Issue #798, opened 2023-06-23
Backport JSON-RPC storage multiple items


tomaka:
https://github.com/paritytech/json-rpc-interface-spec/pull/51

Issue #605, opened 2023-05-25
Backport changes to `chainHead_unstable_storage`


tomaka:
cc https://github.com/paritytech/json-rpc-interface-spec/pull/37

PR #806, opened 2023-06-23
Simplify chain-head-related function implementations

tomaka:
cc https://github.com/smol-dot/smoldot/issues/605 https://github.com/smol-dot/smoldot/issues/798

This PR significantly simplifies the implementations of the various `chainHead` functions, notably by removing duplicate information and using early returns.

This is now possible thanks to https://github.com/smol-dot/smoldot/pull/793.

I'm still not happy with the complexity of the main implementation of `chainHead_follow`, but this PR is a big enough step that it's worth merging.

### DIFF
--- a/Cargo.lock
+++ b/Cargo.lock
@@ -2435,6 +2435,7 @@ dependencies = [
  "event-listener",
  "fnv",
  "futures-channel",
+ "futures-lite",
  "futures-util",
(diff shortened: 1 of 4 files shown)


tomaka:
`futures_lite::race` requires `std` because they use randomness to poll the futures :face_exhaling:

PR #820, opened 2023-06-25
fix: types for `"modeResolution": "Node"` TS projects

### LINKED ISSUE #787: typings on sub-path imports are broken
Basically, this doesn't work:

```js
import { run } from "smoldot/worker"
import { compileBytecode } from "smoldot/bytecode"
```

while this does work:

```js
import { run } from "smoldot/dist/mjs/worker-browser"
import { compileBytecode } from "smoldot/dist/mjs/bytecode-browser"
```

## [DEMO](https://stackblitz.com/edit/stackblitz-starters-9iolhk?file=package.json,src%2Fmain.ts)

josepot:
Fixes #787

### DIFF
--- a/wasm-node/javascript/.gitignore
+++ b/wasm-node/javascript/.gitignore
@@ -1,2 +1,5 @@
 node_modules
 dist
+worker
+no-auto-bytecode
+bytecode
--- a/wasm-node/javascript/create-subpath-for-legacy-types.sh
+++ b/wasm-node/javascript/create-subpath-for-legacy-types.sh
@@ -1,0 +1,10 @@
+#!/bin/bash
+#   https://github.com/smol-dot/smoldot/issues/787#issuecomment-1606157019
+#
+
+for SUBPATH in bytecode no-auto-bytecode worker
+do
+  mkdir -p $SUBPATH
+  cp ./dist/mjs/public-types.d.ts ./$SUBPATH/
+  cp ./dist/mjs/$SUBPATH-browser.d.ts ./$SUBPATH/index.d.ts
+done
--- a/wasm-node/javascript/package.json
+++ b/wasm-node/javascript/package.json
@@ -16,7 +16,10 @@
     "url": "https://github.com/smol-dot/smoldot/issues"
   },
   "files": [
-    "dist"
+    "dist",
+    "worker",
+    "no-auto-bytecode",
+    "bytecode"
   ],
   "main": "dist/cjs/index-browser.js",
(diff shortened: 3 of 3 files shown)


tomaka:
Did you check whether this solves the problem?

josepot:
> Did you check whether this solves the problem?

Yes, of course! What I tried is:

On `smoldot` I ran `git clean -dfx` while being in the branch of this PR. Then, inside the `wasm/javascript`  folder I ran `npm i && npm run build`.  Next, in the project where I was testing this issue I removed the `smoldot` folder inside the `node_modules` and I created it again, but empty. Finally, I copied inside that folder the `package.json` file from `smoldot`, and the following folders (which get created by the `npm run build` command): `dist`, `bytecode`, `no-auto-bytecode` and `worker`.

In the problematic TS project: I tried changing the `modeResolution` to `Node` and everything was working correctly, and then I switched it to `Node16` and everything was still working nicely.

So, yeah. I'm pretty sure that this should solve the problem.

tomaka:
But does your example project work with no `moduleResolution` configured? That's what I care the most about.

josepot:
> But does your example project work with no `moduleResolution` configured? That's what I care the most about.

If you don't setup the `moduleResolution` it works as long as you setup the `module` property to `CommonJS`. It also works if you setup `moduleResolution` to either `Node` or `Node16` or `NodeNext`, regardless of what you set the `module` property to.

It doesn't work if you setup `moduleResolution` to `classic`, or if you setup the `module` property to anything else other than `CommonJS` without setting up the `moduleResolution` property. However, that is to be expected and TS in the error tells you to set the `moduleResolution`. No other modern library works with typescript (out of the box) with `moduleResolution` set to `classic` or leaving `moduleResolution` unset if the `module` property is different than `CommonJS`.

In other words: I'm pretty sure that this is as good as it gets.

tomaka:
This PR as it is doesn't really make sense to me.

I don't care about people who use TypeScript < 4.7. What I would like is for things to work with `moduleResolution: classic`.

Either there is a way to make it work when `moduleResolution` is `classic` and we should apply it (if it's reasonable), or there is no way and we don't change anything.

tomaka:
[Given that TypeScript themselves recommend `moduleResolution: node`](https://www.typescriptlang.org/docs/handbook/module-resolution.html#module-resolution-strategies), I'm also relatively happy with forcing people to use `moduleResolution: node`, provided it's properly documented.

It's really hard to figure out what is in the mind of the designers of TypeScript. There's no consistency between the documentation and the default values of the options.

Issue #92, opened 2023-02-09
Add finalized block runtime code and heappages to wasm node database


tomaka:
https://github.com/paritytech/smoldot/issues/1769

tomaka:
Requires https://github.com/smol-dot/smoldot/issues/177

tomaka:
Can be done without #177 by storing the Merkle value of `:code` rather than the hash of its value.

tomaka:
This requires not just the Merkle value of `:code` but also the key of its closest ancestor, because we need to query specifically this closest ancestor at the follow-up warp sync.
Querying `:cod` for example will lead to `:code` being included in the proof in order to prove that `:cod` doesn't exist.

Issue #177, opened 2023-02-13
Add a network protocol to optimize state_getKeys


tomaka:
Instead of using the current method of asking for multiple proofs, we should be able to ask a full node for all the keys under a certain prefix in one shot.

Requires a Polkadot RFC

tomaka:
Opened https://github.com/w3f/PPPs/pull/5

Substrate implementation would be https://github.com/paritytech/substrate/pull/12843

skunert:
┄┄┄┄┄┄┄┄┄┄┄┄┄┄┄┄┄┄┄┄
WHAT IS NEEDED: The records above must each be restated exactly as they stand.

SOLUTION:
Issue #798, opened 2023-06-23
Backport JSON-RPC storage multiple items


tomaka:
https://github.com/paritytech/json-rpc-interface-spec/pull/51

Issue #605, opened 2023-05-25
Backport changes to `chainHead_unstable_storage`


tomaka:
cc https://github.com/paritytech/json-rpc-interface-spec/pull/37

PR #806, opened 2023-06-23
Simplify chain-head-related function implementations

tomaka:
cc https://github.com/smol-dot/smoldot/issues/605 https://github.com/smol-dot/smoldot/issues/798

This PR significantly simplifies the implementations of the various `chainHead` functions, notably by removing duplicate information and using early returns.

This is now possible thanks to https://github.com/smol-dot/smoldot/pull/793.

I'm still not happy with the complexity of the main implementation of `chainHead_follow`, but this PR is a big enough step that it's worth merging.

### DIFF
--- a/Cargo.lock
+++ b/Cargo.lock
@@ -2435,6 +2435,7 @@ dependencies = [
  "event-listener",
  "fnv",
  "futures-channel",
+ "futures-lite",
  "futures-util",
(diff shortened: 1 of 4 files shown)


tomaka:
`futures_lite::race` requires `std` because they use randomness to poll the futures :face_exhaling:

PR #820, opened 2023-06-25
fix: types for `"modeResolution": "Node"` TS projects

### LINKED ISSUE #787: typings on sub-path imports are broken
Basically, this doesn't work:

```js
import { run } from "smoldot/worker"
import { compileBytecode } from "smoldot/bytecode"
```

while this does work:

```js
import { run } from "smoldot/dist/mjs/worker-browser"
import { compileBytecode } from "smoldot/dist/mjs/bytecode-browser"
```

## [DEMO](https://stackblitz.com/edit/stackblitz-starters-9iolhk?file=package.json,src%2Fmain.ts)

josepot:
Fixes #787

### DIFF
--- a/wasm-node/javascript/.gitignore
+++ b/wasm-node/javascript/.gitignore
@@ -1,2 +1,5 @@
 node_modules
 dist
+worker
+no-auto-bytecode
+bytecode
--- a/wasm-node/javascript/create-subpath-for-legacy-types.sh
+++ b/wasm-node/javascript/create-subpath-for-legacy-types.sh
@@ -1,0 +1,10 @@
+#!/bin/bash
+#   https://github.com/smol-dot/smoldot/issues/787#issuecomment-1606157019
+#
+
+for SUBPATH in bytecode no-auto-bytecode worker
+do
+  mkdir -p $SUBPATH
+  cp ./dist/mjs/public-types.d.ts ./$SUBPATH/
+  cp ./dist/mjs/$SUBPATH-browser.d.ts ./$SUBPATH/index.d.ts
+done
--- a/wasm-node/javascript/package.json
+++ b/wasm-node/javascript/package.json
@@ -16,7 +16,10 @@
     "url": "https://github.com/smol-dot/smoldot/issues"
   },
   "files": [
-    "dist"
+    "dist",
+    "worker",
+    "no-auto-bytecode",
+    "bytecode"
   ],
   "main": "dist/cjs/index-browser.js",
(diff shortened: 3 of 3 files shown)


tomaka:
Did you check whether this solves the problem?

josepot:
> Did you check whether this solves the problem?

Yes, of course! What I tried is:

On `smoldot` I ran `git clean -dfx` while being in the branch of this PR. Then, inside the `wasm/javascript`  folder I ran `npm i && npm run build`.  Next, in the project where I was testing this issue I removed the `smoldot` folder inside the `node_modules` and I created it again, but empty. Finally, I copied inside that folder the `package.json` file from `smoldot`, and the following folders (which get created by the `npm run build` command): `dist`, `bytecode`, `no-auto-bytecode` and `worker`.

In the problematic TS project: I tried changing the `modeResolution` to `Node` and everything was working correctly, and then I switched it to `Node16` and everything was still working nicely.

So, yeah. I'm pretty sure that this should solve the problem.

tomaka:
But does your example project work with no `moduleResolution` configured? That's what I care the most about.

josepot:
> But does your example project work with no `moduleResolution` configured? That's what I care the most about.

If you don't setup the `moduleResolution` it works as long as you setup the `module` property to `CommonJS`. It also works if you setup `moduleResolution` to either `Node` or `Node16` or `NodeNext`, regardless of what you set the `module` property to.

It doesn't work if you setup `moduleResolution` to `classic`, or if you setup the `module` property to anything else other than `CommonJS` without setting up the `moduleResolution` property. However, that is to be expected and TS in the error tells you to set the `moduleResolution`. No other modern library works with typescript (out of the box) with `moduleResolution` set to `classic` or leaving `moduleResolution` unset if the `module` property is different than `CommonJS`.

In other words: I'm pretty sure that this is as good as it gets.

tomaka:
This PR as it is doesn't really make sense to me.

I don't care about people who use TypeScript < 4.7. What I would like is for things to work with `moduleResolution: classic`.

Either there is a way to make it work when `moduleResolution` is `classic` and we should apply it (if it's reasonable), or there is no way and we don't change anything.

tomaka:
[Given that TypeScript themselves recommend `moduleResolution: node`](https://www.typescriptlang.org/docs/handbook/module-resolution.html#module-resolution-strategies), I'm also relatively happy with forcing people to use `moduleResolution: node`, provided it's properly documented.

It's really hard to figure out what is in the mind of the designers of TypeScript. There's no consistency between the documentation and the default values of the options.

Issue #92, opened 2023-02-09
Add finalized block runtime code and heappages to wasm node database


tomaka:
https://github.com/paritytech/smoldot/issues/1769

tomaka:
Requires https://github.com/smol-dot/smoldot/issues/177

tomaka:
Can be done without #177 by storing the Merkle value of `:code` rather than the hash of its value.

tomaka:
This requires not just the Merkle value of `:code` but also the key of its closest ancestor, because we need to query specifically this closest ancestor at the follow-up warp sync.
Querying `:cod` for example will lead to `:code` being included in the proof in order to prove that `:cod` doesn't exist.

Issue #177, opened 2023-02-13
Add a network protocol to optimize state_getKeys


tomaka:
Instead of using the current method of asking for multiple proofs, we should be able to ask a full node for all the keys under a certain prefix in one shot.

Requires a Polkadot RFC

tomaka:
Opened https://github.com/w3f/PPPs/pull/5

Substrate implementation would be https://github.com/paritytech/substrate/pull/12843

skunert:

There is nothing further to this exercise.